Taken together, the encapsulation methods for L. reuteri vary widely in terms of cost, scalability, and protective capacity. Spray drying and ionic gelation remain the most widely adopted, while emerging methods such as electrospraying provide new opportunities but are still far from industrial application.

Regardless of laboratory‐scale results, global consumption of probiotic‐containing foods has increased substantially in recent years. Market analysts project that the global probiotics sector will continue to expand toward 2030, reflecting growing demand for functional foods and dietary supplements (Grand View Research 2024). This sustained growth underscores the need for formulation strategies that enable industrial‐scale implementation. In this context, advances in encapsulation technologies are critical to ensuring stability, functional performance, and regulatory compliance of commercially viable food products containing L. reuteri strains.
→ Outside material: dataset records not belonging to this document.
Issue #1995, opened 2023-03-31
PII scrub bank accounts


iker-barriocanal:
Relay should be able to PII scrub bank accounts (e.g. `IBAN.....`).

TBS1996:
now that we're done with IBAN, I try to find other types of bank numbers we can scrub. BIC seemed logical, however, the format is too broad that I think we would have too many false positives.

do you have any thoughts on this? should we perhaps close this issue?

iker-barriocanal:
I don't think there's anything immediately actionable, so closing the issue. We can consider reopening it in the future or creating a new one if there're more requests.

PR #2117, opened 2023-05-12
feat(general): Scrub Iban as pii.

TBS1996:
https://github.com/getsentry/relay/issues/1995

i plan to make a future PR where I also scrub ibans with spaces in this format: `VG96 VPVG 0000 0123 4567 8901`

currently it scrubs any iban length from the shortest (norway) to the longest (russia). However, it does not check if the country-code matches the length. for example it will scrub an iban with the russian country code but the length of norway, despite that being invalid.

I'm looking for feedback on whether this approach is too aggressive, I might want to fine it more later to make the length of the regex match with the country code given.


relay-general/src/pii/regexes.rs
```diff
@@ -158,6 +159,17 @@ static EMAIL_REGEX: Lazy<Regex> = Lazy::new(|| {
     .unwrap()
 });
 
+static IBAN_REGEX: Lazy<Regex> = Lazy::new(|| {
+    Regex::new(
+        r#"(?x)
+            \b
+            [A-Z]{2}\d{2}[A-Z0-9]{11,29}
```
TBS1996: this regex matches any iban length from the shortest (norway) to the longest (russia). However, it does not check if the country-code matches the length. for example it will scrub an iban with the russian country code but the length of norway, despite that being invalid. 

I figured i'd wanna start out simple and maybe in the future add some additional logic.

relay-general/src/pii/builtin.rs
```diff
@@ -193,6 +194,33 @@ declare_builtin_rules! {
...
+    "@iban:filter" => RuleSpec {
+        ty: RuleType::Iban,
+        redaction: Redaction::Replace(ReplaceRedaction {
+            text: "[Filtered]".into(),
+        }),
+    };
+    "@iban:remove" => RuleSpec {
+        ty: RuleType::Iban,
+        redaction: Redaction::Remove
+    };
```
TBS1996, line 223: I looked at how creditcard is handled and I did the same

relay-general/src/pii/builtin.rs
```diff
@@ -779,6 +832,217 @@ mod tests {
...
+        assert_rule_not_applied!(
+            rule = "@iban";
+            input = "some iban: N19386011117945!";
+        );
+    }
+
+    #[test]
+    fn test_valid_iban_codes() {
+        // list taken from: `https://github.com/jschaedl/iban-validation/blob/master/tests/ValidatorTest.php`
+        // Todo: verify that it's okay to copy it.
```
TBS1996: I got this list from an MIT lisenced repository, is that enough to think of it as free to use, or do i need to also verify their source?

relay-general/src/pii/builtin.rs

3.3.1. Industrial and Scaling Considerations for Encapsulated Limosilactobacillus reuteri

Although numerous encapsulation strategies have improved viability and function of LR under controlled laboratory settings, their successful application in real‐world food systems depends on maintaining viability and stability under industrial processing conditions. Despite promising results reported at the laboratory scale, the industrial implementation of encapsulated L. reuteri remain challenging, with coating materials as one of the most critical factors. Encapsulation matrices must be food grade, GRAS‐certified, cost‐effective, and compatible with the physicochemical and sensory properties of the food matrix in which they will be incorporated. Polymers such as alginate, certain starch derivatives, proteins, gums, waxes, and some prebiotics meet these requirements and are suitable for large‐scale applications.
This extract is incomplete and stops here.